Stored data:
-- Opening Marker --

PR #1400, opened 2022-06-28
Static variable to manage creation of multiple nodes

SalahSoliman:
### Description

The problem is when creating multiple MoveGroupInterface objects, the node gets created with the same name, so since this a shared library, whenever an object's (any where) created a counter gets incremented an give the node a name based on the order of creation.
### Checklist


henningkayser (commented):
@SalahSoliman Thanks for your fix. The private node was really not the most ideal implementation in the first place. Therefore, we're replacing it with proper callback groups in [this PR](https://github.com/ros-planning/moveit2/pull/1305). Node namespaces should then not be an issue anymore. Could you check if the other PR also fixes your problem?

tylerjw:
Does the PR from Henning solve the problem this one was addressing? If it does, do you mind closing this as we merged the other change?

henningkayser:
> Does the PR from Henning solve the problem this one was addressing? If it does, do you mind closing this as we merged the other change?

It does, as there aren't multiple nodes anymore that may conflict.

PR #1406, opened 2022-06-29
msa: fix duplicated ros_control joints

### LINKED ISSUE #1390: [MSA] joints used by multiple groups are duplicated in ros2_control.xacro
### Description

Some robots have multiple groups with similar joints (for instance: arm, arm_with_torso). When this is configured in the MSA, the joints that are present in both groups show up twice in the ros2_control.xacro

### Your environment
* ROS Distro: humble
* OS Version: Ubuntu 22.04
* Source build of feature/msa

mikeferguson:
### Description

When more than one controller can control a joint, that joint would appear multiple times. Fixes #1390

### Checklist

### DIFF
--- a/moveit_setup_assistant/moveit_setup_controllers/src/control_xacro_config.cpp
+++ b/moveit_setup_assistant/moveit_setup_controllers/src/control_xacro_config.cpp
@@ -125,7 +125,11 @@ void ControlXacroConfig::loadFromDescription()
   {
     for (const std::string& joint_name : srdf_config->getJointNames(group_name, true, false))  // exclude passive
     {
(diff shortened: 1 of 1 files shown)


henningkayser (commented):
Shouldn't `joint_names_` be changed to a `std:set` instead?

DLu:
> Shouldn't `joint_names_` be changed to a `std:set` instead?

It could be, but then you lose the ordering.

mikeferguson:
Yeah, I'm not sure how important the ordering is - I presumed the original author knew  better than I and they said it needed to preserve order

henningkayser (approved):
I think it's fine here, lgtm

PR #1408, opened 2022-06-29
[MSA] Add additional parameters to Controller definitions

### LINKED ISSUE #1392: MSA: Add configuration for action_ns in moveit controllers
### Description

I'm not even sure if this existed in the ROS1 MSA (hence labeling it as an enhancement). Currently the action_ns parameter gets set automatically to "follow_joint_trajectory" and the gripper is missing the parameter (ticketed at https://github.com/ros-planning/moveit2/issues/1390). Ideally, one would be able to edit this within the MSA, rather than patching the files manually afterwards.

### Your environment
* ROS Distro: humble
* OS Version: Ubuntu 22.04
* Source build of feature/msa

DLu:
### Description

Fixes #1392 

Maybe a bit overengineered, but adds the `action_ns` and `default` parameters to `moveit_controllers.yaml`. 

Also, changed one thing about outputting the joints. I couldn't find any code to support reading a single value for the `joint` parameter so I removed that. I also deleted the `gains` parameter output. 

### Checklist

### DIFF
--- a/moveit_setup_assistant/moveit_setup_controllers/include/moveit_setup_controllers/controller_edit_widget.hpp
+++ b/moveit_setup_assistant/moveit_setup_controllers/include/moveit_setup_controllers/controller_edit_widget.hpp
@@ -56,7 +56,7 @@ public:
   // ******************************************************************************************
 
   /// Constructor
-  ControllerEditWidget(QWidget* parent);
+  ControllerEditWidget(QWidget* parent, const FieldPointers& additional_fields);
 
   /// Set the previous data
   void setSelected(const std::string& controller_name, const ControllerInfo* info);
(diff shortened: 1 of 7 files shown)


mikeferguson:
Tested locally: one issue I found (but I can't quite see how it is happening):
 * Change the action_ns and save your files (in my case, I edit: gripper_cmd -> command)
 * If I restart MSA and reload my config, and export again (without looking at the controller config), the value is preserved (I am sure of this, because I can delete the moveit_controllers.yaml while MSA is running and hit "generate package" and I get my custom action_ns) - so the "loading from yaml" looks to work right.
 * HOWEVER, if I go back to "edit" the controller, it still shows the default gripper_cmd in the textbox

mikeferguson (approved):

mikeferguson:
Works great now - thanks!

PR #1418, opened 2022-07-07
pointcloud_octomap_updater: Don't return false when not finding optional parameter

JafarAbdi:
### Description

It was causing the function to return false even if we are missing an optinal parameter

### DIFF
--- a/moveit_ros/perception/pointcloud_octomap_updater/src/pointcloud_octomap_updater.cpp
+++ b/moveit_ros/perception/pointcloud_octomap_updater/src/pointcloud_octomap_updater.cpp
@@ -72,6 +72,7 @@ PointCloudOctomapUpdater::~PointCloudOctomapUpdater()
 
 bool PointCloudOctomapUpdater::setParams(const std::string& name_space)
 {
+  // This parameter is optional
   node_->get_parameter_or(name_space + ".ns", ns_, std::string());
   return node_->get_parameter(name_space + ".point_cloud_topic", point_cloud_topic_) &&
          node_->get_parameter(name_space + ".max_range", max_range_) &&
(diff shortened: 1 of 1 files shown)


moveit/package.xml
```diff
@@ -2,7 +2,7 @@
 <?xml-model href="http://download.ros.org/schema/package_format3.xsd" schematypens="http://www.w3.org/2001/XMLSchema"?>
 <package format="3">
   <name>moveit</name>
-  <version>2.5.1</version>
```
tylerjw, line 5: ?

tylerjw (changes requested):
I think you must have accidentally included a bunch of version bumps in this?

MarqRazz (approved):
This fixes errors on my system running Humble.

moveit_ros/perception/pointcloud_octomap_updater/src/pointcloud_octomap_updater.cpp
```diff
@@ -72,14 +72,14 @@ PointCloudOctomapUpdater::~PointCloudOctomapUpdater()
 
 bool PointCloudOctomapUpdater::setParams(const std::string& name_space)
 {
+  node_->get_parameter_or(name_space + ".ns", ns_, std::string());
```
AndyZe, line 75: Please add a comment here so we can follow this logic in the future.

```suggestion
  // This parameter is optional
  node_->get_parameter_or(name_space + ".ns", ns_, std::string());
```

AndyZe (approved):

vatanaksoytezer (approved):

tylerjw (approved):

PR #1419, opened 2022-07-08
Add reference to MoveIt for ROS one back

v4hn:
https://github.com/ros-planning/moveit2/pull/1307 removed the link and I would like to add it back as reference.
I will also add a more prominent link to the moveit/README.md in a moment.


AndyZe (approved):
LGTM

PR #1748, opened 2022-11-19
Use upstream dependencies from ROS

tylerjw:
Signed-off-by: Tyler Weaver <maybe@tylerjw.dev>

### Description

All upstream dependencies have synced. This removes them from the repos file.


tylerjw:
I forgot this is needed for both rolling and humble and humble has not synced. I will close this for now.

PR #1751, opened 2022-11-19
Remove `MOVEIT_LIB_NAME`

### LINKED ISSUE #1720: Replace `MOVEIT_LIB_NAME` with target names
### Description

The `MOVEIT_LIB_NAME` CMake variable creates an extra layer of indirection when writing target-based CMake commands. This practice does not aid readability while harming the grep-ability of the build scripts. The variable ends up getting re-used for multiple targets which further harms ones' ability to understand the build scripts.

I propose we simply remove all instances of that variable and instead spell out the target name where it's being used. 

I'm not positive where this pattern came from but I believe it originated in the ROS 1 documentation and has been copied ever since them. I can't think of any compelling reasons to keep doing this. I've never heard any CMake experts recommend doing this nor do I think Kitware themselves recommend it.

ChrisThrasher:
### Description

Closes #1720

### Checklist

### DIFF
--- a/doc/MIGRATION_GUIDE.md
+++ b/doc/MIGRATION_GUIDE.md
@@ -35,7 +35,7 @@ For instance, the file `joint_model_group.cpp` inside the library `moveit_robot_
 
     static const rclcpp::Logger LOGGER = rclcpp::get_logger("moveit_robot_model.joint_model_group");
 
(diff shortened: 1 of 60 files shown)


tylerjw (approved):
This is a nice cleanup, thank you.

henningkayser (approved):

ChrisThrasher:
Do I need to rebase on `main` before this can be merged? I'm not sure if that's a requirement or not.

Issue #854, opened 2021-12-01
{} Are Required for Blocks.


tylerjw:
https://github.com/cpp-best-practices/cppbestpractices/blob/master/03-Style.md#-are-required-for-blocks

kiwipeace01:
Hi, I'd like to work on this issue if that's alright

tylerjw:
hello @kiwipeace01 this issue is already taken by cory

kiwipeace01:
oh okay sorry about that! I'm new to open-source so I was a little confused 😅

PR #1753, opened 2022-11-21
Allow omitting braces

ChrisThrasher:
### Description

Our use of clang-format allows us to avoid this check by elimiting all potential misleading indentation. We can and should avoid adding braces in many circumstances where the shorter brace-free form leads to more readable code. The best example of this are guard clauses where

```cpp
if(vector.empty())
  return;
```

becomes the much more verbose

```cpp
if(vector.empty())
{
  return;
}
```

### Checklist


tylerjw (approved):

corycrean:
I'm fine either way on this one.  My personal preference is to add braces around everything for consistency, but that's just me.

One practical downside of _not_ having the braces is that if someone writes:
```
if(vector.empty())
  return;
```
and then I want to modify it to be:
```
if(vector.empty())
{
  doThing();
  return;
}
```
I'll have to add the braces myself, and if I forget, it creates a problem that won't be caught by clang-tidy or the compiler (clang-tidy will fix the indentation, of course, but not the main problem).

ChrisThrasher:
If you forget to add the braces, GCC's `-Wmisleading-indentation` will save you. If you run clang-format to fix the formatting then you'll still likely end up with code that is easily caught in code review. 

https://godbolt.org/z/4sqaoWcMf

sjahr (commented):
As @corycrean, I personally like the version with braces more because a single line 'if' body becomes more prominent (and the compiler won't help me (yet?) with reading the code carefully :sweat_smile: ). That is also pointed out as an argument for the current style in the referenced book of #854. 

Additionally, it would be nice to handle this uniform across the codebase and #999 enforced the '{}' style, so if we'll merge this, we should undo the previous change.

henningkayser:
I'm personally against omitting braces and I find single-line blocks better readable and maintainable. It enforces consistency, allows easy modifications in the condition's scope, and the extra verbosity forces the author to reduce branching. Higher information density does not always equal better readability, imo.

tylerjw:
I'll close this for now, as we do not have an agreement. We can revisit this in the future.

PR #1758, opened 2022-11-22
Require CMake 3.22 everywhere

ChrisThrasher:
### Description

Most of MoveIt already requires CMake 3.22 but there were a few projects that seemingly missed getting updated. `main` includes 42 instances of `cmake_minimum_required(VERSION 3.22)` and this PR only adds 5 more.

### Checklist

### DIFF
--- a/moveit_commander/CMakeLists.txt
+++ b/moveit_commander/CMakeLists.txt
@@ -1,4 +1,4 @@
-cmake_minimum_required(VERSION 3.1.3)
+cmake_minimum_required(VERSION 3.22)
 project(moveit_commander)
 
 find_package(catkin REQUIRED)
--- a/moveit_experimental/collision_distance_field_ros/CMakeLists.txt
+++ b/moveit_experimental/collision_distance_field_ros/CMakeLists.txt
@@ -1,4 +1,4 @@
-cmake_minimum_required(VERSION 3.1.3)
+cmake_minimum_required(VERSION 3.22)
 include($ENV{ROS_ROOT}/core/rosbuild/rosbuild.cmake)
 
 # Set the build type.  Options are:
--- a/moveit_experimental/kinematics_cache/v1/kinematics_cache/CMakeLists.txt
+++ b/moveit_experimental/kinematics_cache/v1/kinematics_cache/CMakeLists.txt
@@ -1,4 +1,4 @@
-cmake_minimum_required(VERSION 3.1.3)
+cmake_minimum_required(VERSION 3.22)
 include($ENV{ROS_ROOT}/core/rosbuild/rosbuild.cmake)
 
 # Set the build type.  Options are:
--- a/moveit_experimental/kinematics_cache/v1/kinematics_cache_ros/CMakeLists.txt
+++ b/moveit_experimental/kinematics_cache/v1/kinematics_cache_ros/CMakeLists.txt
@@ -1,4 +1,4 @@
-cmake_minimum_required(VERSION 3.1.3)
+cmake_minimum_required(VERSION 3.22)
 include($ENV{ROS_ROOT}/core/rosbuild/rosbuild.cmake)
 
 # Set the build type.  Options are:
--- a/moveit_planners/trajopt/CMakeLists.txt
+++ b/moveit_planners/trajopt/CMakeLists.txt
@@ -1,4 +1,4 @@
-cmake_minimum_required(VERSION 3.1.3)
+cmake_minimum_required(VERSION 3.22)
 project(moveit_planners_trajopt)
 
 find_package(catkin REQUIRED


tylerjw (approved):

jdlangs:
@ChrisThrasher I had some interest in building from source in Ubuntu 20.04 but this is an obstacle. I assume this version was chosen not because of a needed CMake feature but because it's the one packaged with Ubuntu 22.04. Would there be willingness to lower the version either based on the needed functionality or just to the one installed on Focal? I understand there's no official support for building/running on Focal but it doesn't seem necessary to force workarounds for anyone who would like to make the effort.

ChrisThrasher:
You're right it was chosen because it's what ships with Ubuntu 22. I'm not willing to lower the version back down to 3.16 to support an unsupported platform, sorry.

jdlangs:
Understood, thanks for the quick reply.

gavanderhoorn:
@jdlangs: you might be able to get away with `pip install --user cmake`. Even on Focal, this should get you `3.25` right now.

ChrisThrasher:
I'll also recommend the [Kitware Apt Repo](https://apt.kitware.com) which I've used before and quite like. It continuously ships the latest CMake release.

jdlangs:
Yeah, now it seems obvious I should have just upgraded CMake instead of asking about modifying the code. Thanks for the quick help, guys!

gavanderhoorn:
> Thanks, I would never have guessed CMake was packaged on PyPI. I was looking into manually installing the latest version but this is even easier.

well no guarantee. That CMake might not be able to find all the same modules and/or config files as your system's package manager installed one. It's worth a try though.

> I'll also recommend the [Kitware Apt Repo](https://apt.kitware.com) which I've used before and quite like. It continuously ships the latest CMake release. 

I was under the impression it was actually deprecated and Kitware now recommends using `pip` whenever possible.

> Yeah, now it seems obvious I should have just upgraded CMake instead of asking about modifying the code. Thanks for the quick help, guys!

it's not that obvious actually. Whether it'll work is rather dependent on what you're trying to do and how your system is configured.

ChrisThrasher:
> I was under the impression it was actually deprecated and Kitware now recommends using pip whenever possible.

I haven't heard anything of the sort. Looks like it's still maintained but I reached out to a CMake maintainer for confirmation.

> Replacing the platform default CMake with an upgraded one might also not work reliably or have negative consequences. A user install mostly avoids those.

I'd doubt that. I've never run into issues with using a different version of CMake than what the system package manager happened to provide.

gavanderhoorn:
> I'd doubt that. I've never run into issues with using a different version of CMake than what the system package manager happened to provide.

I'm happy for you :) But I have, on multiple occasions, so I thought I'd report what I've observed.

ChrisThrasher:
What in particular went wrong when you tried to do that?

gavanderhoorn:
I've worked with/on platforms where a patched CMake was needed in order to work properly (platform detection, compiler settings, etc). The generic ones provided by Kitware doesn't have those patches.

Some platforms also install CMake find scripts and other modules in a version specific directory. Those don't always get picked up by generic CMake binaries installed using `pip`. The `apt` repository provided by Kitware causes the OS default version to get pruned, which will likely not have that problem, but then the problem I described above has a chance to pop up.

v4hn:
> > Yeah, now it seems obvious I should have just upgraded CMake instead of asking about modifying the code. Thanks for the quick help, guys!
> 
> it's not that obvious actually

I do not think it's obvious either. There is no need to break code compatibility with a platform on that level, unless the cmake files actually *required* features from that new version. Valid reasons to upgrade it are basically:

- some new feature is used, in which case the version set should correspond to the oldest version that is compatible
- cmake on the main target platform (I Ubuntu 22.04 right now) warns excessively at configure time that the specified version is not or only partially compatible with the current version

The commit message nonchalantly states

>  Require CMake 3.22 everywhere #1758 

and the reason given is that many other packages use this version. That's neither of the reasons above. The other locations might actually require it in which case it makes sense to be consistent, but that's at least not clear from this PR.

If you successfully compile the main branch on a different platform and the only error you see is the required cmake version throughout the branch, I consider it a clear bugfix to set the number to a lower value again.

ChrisThrasher:
It's not a "bug" to require CMake 3.22. We've made the statement that we're going to try to get the most out of what Ubuntu 22 gives us. Over time we will start using features added after 3.16. It's an easy first step to bump up the version so all those features are unlocked for us.

gavanderhoorn:
Guys, relax. It's just a different way of working. One tries to only bump versions when (absolutely) needed based on features / functionality required. The other just increases versions whenever possible to 'get access' to new functionality, even if it isn't used yet.

Bw compatibility will suffer with the second approach, but ok, that's a choice that's apparently been made.

ChrisThrasher:
It's more than just features we care about. Upgrading the requirement to CMake 3.22 also changes [all these policies](https://cmake.org/cmake/help/latest/manual/cmake-policies.7.html) that have been introduced between CMake 3.16 and 3.22 which improve the default behavior of CMake.

gavanderhoorn:
Fine.

It doesn't change the fact that something which could still build with different versions of CMake on other platforms now can't, something which your users might want to do.

But again, that's a choice. And one apparently made by you guys.

AndyZe:
I think there are some communication issues here, partially based around the word "we." We does not include me, for the record  ;)   I don't actually care much about the result of this discussion.

@ChrisThrasher you realize @v4hn and @gavanderhoorn are both MoveIt maintainers, right?

ChrisThrasher:
I've been operating under the assumption that MoveIt only supports Ubuntu 22 and my PRs got merged as such. If the maintainers want to change what platforms are supported that is their prerogative. Take this up with the maintainers who approved https://github.com/ros-planning/moveit2/pull/1550.

henningkayser:
I don't really get what the big deal is. If someone wants to build the main branch on an unsupported distro, installing a recent cmake version is the smallest hurdle. At the same time it's introducing new policies that improve cleanliness and style. We are also not reducing the clang-tidy version or similar to allow the defaults from older distros to work.

gavanderhoorn:
There is no *big deal* as far as I'm concerned. Just a couple of differing opinions. Sometimes a discussion is just a discussion.

tylerjw:
I think it is generally a waste of time to try to support old Ubuntu versions on the main branch. There is much more to Ubuntu than just CMake. Just because it builds doesn't mean the behavior is not different and we have a hard enough time keeping it working on 22.04 without worrying about 20.04.

As a compromise how about we don't backport this to the humble branch as humble is tier 3 on 20.04. Windows is tier 1, but good luck getting that to work.

v4hn:
> I think it is generally a waste of time to try to support old Ubuntu versions on the main branch.

Fully agreed (It's a nightmare in moveit/master that we still target melodic). 
Just as much as that I think it is a waste of time to write patches that do nothing (improve readability is not "nothing" here) but break backward compatibility.

I basically wanted to say that if someone comes along and tries to build the project  with a different version and these lines are the only change they need, I'll gladly accept the pr if it passes CI.
As Gijs pointed out, it's different work modes.
I also would not have merged the commit @ChrisThrasher linked, but Vatan did at the time and I don't care as long as nobody complains.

-- Closing Marker --

PROBLEM:
The answer consists of every line above in which the word "requirement" occurs.

ANSWER SPACE:
Do I need to rebase on `main` before this can be merged? I'm not sure if that's a requirement or not.
It's more than just features we care about. Upgrading the requirement to CMake 3.22 also changes [all these policies](https://cmake.org/cmake/help/latest/manual/cmake-policies.7.html) that have been introduced between CMake 3.16 and 3.22 which improve the default behavior of CMake.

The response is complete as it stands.